The problem
Copy out every line of the records in which "such" can be found.

::: The data :::

PR #397, opened 2021-05-17
fix: regression for long app names breaking staging

### LINKED ISSUE #392: Don't use app name in staging pod names
This is a regression of #322 . We introduced the same bug here: https://github.com/epinio/epinio/blob/main/internal/api/v1/stage.go#L120 

When the app name is used together with the uid for a pod name, it limits the available characters by the number of characters in the uid. We have labels that allow us to filter the staging pods of the app, the pod doesn't need to have the app name in it.

andreas-kupries:
Fixes #392

Removed app name from pipeline run, uid is enough.
Keep it short

### DIFF
--- a/internal/api/v1/stage.go
+++ b/internal/api/v1/stage.go
@@ -31,6 +31,7 @@ import (
 	"github.com/epinio/epinio/helpers/tracelog"
 	"github.com/epinio/epinio/internal/api/v1/models"
 	"github.com/epinio/epinio/internal/cli/clients/gitea"
+	"github.com/epinio/epinio/internal/names"
 )
 
 const (
@@ -222,7 +223,7 @@ func createCertificate(ctx context.Context, cfg *rest.Config, app models.App, sy
 			"namespace": "%s"
 		},
 		"spec": {
-			"commonName" : "%s.%s",
+			"commonName" : "%s",
 			"secretName" : "%s-tls",
 			"dnsNames": [
 				"%s.%s"
@@ -232,7 +233,7 @@ func createCertificate(ctx context.Context, cfg *rest.Config, app models.App, sy
 				"kind" : "ClusterIssuer"
 			}
 		}
-        }`, app.Name, app.Org, app.Name, systemDomain, app.Name, app.Name, systemDomain, issuer)
+        }`, app.Name, app.Org, names.TruncateMD5(fmt.Sprintf("%s.%s", app.Name, systemDomain), 64), app.Name, app.Name, systemDomain, issuer)
 
 	decoderUnstructured := yaml.NewDecodingSerializer(unstructured.UnstructuredJSONScheme)
 	obj := &unstructured.Unstructured{}
--- a/internal/api/v1/stage.go
+++ b/internal/api/v1/stage.go
@@ -215,6 +215,22 @@ func createCertificates(ctx context.Context, cfg *rest.Config, app models.App) e
 }
 
 func createCertificate(ctx context.Context, cfg *rest.Config, app models.App, systemDomain string, issuer string) error {
+	// Notes:
+	// - spec.CommonName is length-limited.
+	//   At most 64 characters are allowed, as per [RFC 3280](https://www.rfc-editor.org/rfc/rfc3280.txt).
+	//   That makes it a problem for long app name and domain combinations.
+	// - The spec.dnsNames (SAN, Subject Alternate Names) do not have such a limit.
+	// - Luckily CN is deprecated with regard to DNS checking.
+	//   The SANs are prefered and usually checked first.
+	//
+	// As such our solution is to
+	// - Keep the full app + domain in the spec.dnsNames/SAN.
+	// - Truncate the full app + domain in CN to 64 characters,
+	//   replace the tail with an MD5 suffix computed over the
+	//   full string as means of keeping the text unique across
+	//   apps.
+
+	cn := names.TruncateMD5(fmt.Sprintf("%s.%s", app.Name, systemDomain), 64)
 	data := fmt.Sprintf(`{
 		"apiVersion": "cert-manager.io/v1alpha2",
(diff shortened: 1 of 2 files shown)


jimmykarily:
There is a 63 characters limit on labels: https://kubernetes.io/docs/concepts/overview/working-with-objects/labels/#syntax-and-character-set

To make sure the app name length never breaks staging, I think the tests should be deploying an app with 63 characters long name.

andreas-kupries:
:construction: on it

andreas-kupries:
Hm.

Error with apname+uid:
```
    error pushing app to server: can't stage app: Internal Server Error: {"errors":[{"status":500,"title":"admission webhook \"validation.webhook.pipeline.tekton.dev\" denied the request: validation failed: Invalid resource name: length must be no more than 63 characters: metadata.name","details":"failed to create pipeline run: \u0026v1beta1.PipelineRun{TypeMeta:v1.TypeMeta{Kind:\"\", APIVersion:\"\"}, ObjectMeta:v1.ObjectMeta{Name:\"\", GenerateName:\"\", Namespace:\"\", SelfLink:\"\", UID:\"\", ResourceVersion:\"\", Generation:0, CreationTimestamp:v1.Time{Time:time.Time{wall:0x0, ext:0, loc:(*time.Location)(nil)}}, DeletionTimestamp:(*v1.Time)(nil), DeletionGracePeriodSeconds:(*int64)(nil), Labels:map[string]string(nil), Annotations:map[string]string(nil), OwnerReferences:[]v1.OwnerReference(nil), Finalizers:[]string(nil), ClusterName:\"\", ManagedFields:[]v1.ManagedFieldsEntry(nil)}, Spec:v1beta1.PipelineRunSpec{PipelineRef:(*v1beta1.PipelineRef)(nil), PipelineSpec:(*v1beta1.PipelineSpec)(nil), Resources:[]v1beta1.PipelineResourceBinding(nil), Params:[]v1beta1.Param(nil), ServiceAccountName:\"\", ServiceAccountNames:[]v1beta1.PipelineRunSpecServiceAccountName(nil), Status:\"\", Timeout:(*v1.Duration)(nil), PodTemplate:(*pod.Template)(nil), Workspaces:[]v1beta1.WorkspaceBinding(nil), TaskRunSpecs:[]v1beta1.PipelineTaskRunSpec(nil)}, Status:v1beta1.PipelineRunStatus{Status:v1beta1.Status{ObservedGeneration:0, Conditions:v1beta1.Conditions(nil), Annotations:map[string]string(nil)}, PipelineRunStatusFields:v1beta1.PipelineRunStatusFields{StartTime:(*v1.Time)(nil), CompletionTime:(*v1.Time)(nil), TaskRuns:map[string]*v1beta1.PipelineRunTaskRunStatus(nil), Runs:map[string]*v1beta1.PipelineRunRunStatus(nil), PipelineResults:[]v1beta1.PipelineRunResult(nil), PipelineSpec:(*v1beta1.PipelineSpec)(nil), SkippedTasks:[]v1beta1.SkippedTask(nil)}}}"}]}
```

Error with uid only.

```
Stage application ...
    error pushing app to server: can't stage app: Internal Server Error: {"errors":[{"status":500,"title":"create local ssl certificate failed: admission webhook \"webhook.cert-manager.io\" denied the request: spec.commonName: Too long: must have at most 64 bytes","details":""}]}
```

We seem to have limits somewhere else also.
Trying to find that limit.
Looks to be for some kind of cert.

andreas-kupries:
See https://github.com/epinio/epinio/blob/main/internal/api/v1/stage.go#L200

commonName, created from app name and system domain.
With an OMG domain the app name has to be quite short, I believe.
What is the common name for ? (I could try to limit)

andreas-kupries:
An OMG domain is 27 to 35 characters long, leaving 29 to 37 for the app.

However, it seems that the common name is for the primary domain, and the dnsNames are alternate names.
So, I could truncate an overly long common name and the subject alternate name should still provide the proper info for the tls validation.

Will attempt that now.

internal/api/v1/stage.go
```diff
@@ -207,7 +208,7 @@ func createCertificate(ctx context.Context, cfg *rest.Config, app gitea.App, sys
 				"kind" : "ClusterIssuer"
 			}
 		}
-        }`, app.Name, app.Org, app.Name, systemDomain, app.Name, app.Name, systemDomain, issuer)
+        }`, app.Name, app.Org, names.TruncateMD5(fmt.Sprintf("%s.%s", app.Name, systemDomain), 64), app.Name, app.Name, systemDomain, issuer)
```
jimmykarily, line 211: Can we put a comment (in code) on why we do this here? Something about the character limit in the CN field which is not a problem in the dnsNames. Maybe also mention that generally the CN field is deprecated and the SANs are preferred.

andreas-kupries: Will do.

andreas-kupries: Done with commit 4a778220aa55258c8507c6fe61944dfcf63632b8

andreas-kupries: And rebased due to conflict with new tekton staging work.

manno (approved):

internal/api/v1/stage.go
```diff
@@ -232,7 +249,7 @@ func createCertificate(ctx context.Context, cfg *rest.Config, app models.App, sy
 				"kind" : "ClusterIssuer"
 			}
 		}
-        }`, app.Name, app.Org, app.Name, systemDomain, app.Name, app.Name, systemDomain, issuer)
+        }`, app.Name, app.Org, cn, app.Name, app.Name, systemDomain, issuer)
```
manno, line 252: One more variable to that format string and we should turn it into a go template ;)

andreas-kupries: Well, I removed a variable ;) But yes, the counting is quite onerous.

PR #398, opened 2021-05-17
fix: Add missing template to info controller

### LINKED ISSUE #332: Server/Dashboard: Error showing "About" (/info) page
Installed Epinio to RKE2 cluster with `./epinio-0.0.11 install --system-domain epinio.paas.suse.de`.
Accessing "http://epinio.epinio.paas.suse.de/" works, showing the Epinio dashboard (https will not work).

If I click on "About" (-> http://epinio.epinio.paas.suse.de/info), I'll get the following error message:

`html/template:page_template:113:15: no such template "new-org-modal"`

and the server logs:

`2021/04/27 08:21:33 http: superfluous response.WriteHeader call from github.com/epinio/epinio/internal/web.handleError (applications_controller.go:163)`

This hould not happen, and the info page should be shown.

andreas-kupries:
Fixes #332

### DIFF
--- a/internal/web/info_controller.go
+++ b/internal/web/info_controller.go
@@ -34,5 +34,5 @@ func (hc InfoController) Index(w http.ResponseWriter, r *http.Request) {
 		"giteaVersion": giteaVersion,
 	}
 
-	Render([]string{"main_layout", "icons", "info"}, w, r, data)
+	Render([]string{"main_layout", "icons", "info", "modals"}, w, r, data)
 }


jimmykarily:
This PR fixes the error but UX-wise, something is still missing:
image

The info url doesn't have an org in it so the drop down shows no org selected and has no orgs to select from. The modal still works though. Anyway, that's a different issue, I'm approving this PR.

jimmykarily (approved):

PR #399, opened 2021-05-17
fix: restrict app service to app pods

### LINKED ISSUE #395: Service selector is overlybroad
It looks like the service description also points at the staging pods as well. I don't know if this would cause any issue but it might be worth refining the selector a bit

image

andreas-kupries:
Fixes #395


agracey (approved):
LGTM, simple fix!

:::

Result of this task
+	// - The spec.dnsNames (SAN, Subject Alternate Names) do not have such a limit.
+	// As such our solution is to
`html/template:page_template:113:15: no such template "new-org-modal"`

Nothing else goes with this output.